◆ **What to work on**: The response must match the data below exactly, line for line.

Dataset entries:
========================================================================
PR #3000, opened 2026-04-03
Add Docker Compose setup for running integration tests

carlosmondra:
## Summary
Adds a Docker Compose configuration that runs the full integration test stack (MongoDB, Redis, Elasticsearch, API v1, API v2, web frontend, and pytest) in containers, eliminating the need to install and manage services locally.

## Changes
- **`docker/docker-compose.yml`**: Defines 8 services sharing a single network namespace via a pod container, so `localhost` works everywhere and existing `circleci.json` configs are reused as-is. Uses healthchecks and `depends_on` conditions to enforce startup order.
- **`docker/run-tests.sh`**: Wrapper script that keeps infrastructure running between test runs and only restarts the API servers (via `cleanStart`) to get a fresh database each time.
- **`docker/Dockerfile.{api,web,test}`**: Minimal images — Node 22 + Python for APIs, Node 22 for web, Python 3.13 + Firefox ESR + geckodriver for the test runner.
========================================================================
◆ **Written solution**:
PR #3000, opened 2026-04-03
Add Docker Compose setup for running integration tests

carlosmondra:
## Summary
Adds a Docker Compose configuration that runs the full integration test stack (MongoDB, Redis, Elasticsearch, API v1, API v2, web frontend, and pytest) in containers, eliminating the need to install and manage services locally.

## Changes
- **`docker/docker-compose.yml`**: Defines 8 services sharing a single network namespace via a pod container, so `localhost` works everywhere and existing `circleci.json` configs are reused as-is. Uses healthchecks and `depends_on` conditions to enforce startup order.
- **`docker/run-tests.sh`**: Wrapper script that keeps infrastructure running between test runs and only restarts the API servers (via `cleanStart`) to get a fresh database each time.
- **`docker/Dockerfile.{api,web,test}`**: Minimal images — Node 22 + Python for APIs, Node 22 for web, Python 3.13 + Firefox ESR + geckodriver for the test runner.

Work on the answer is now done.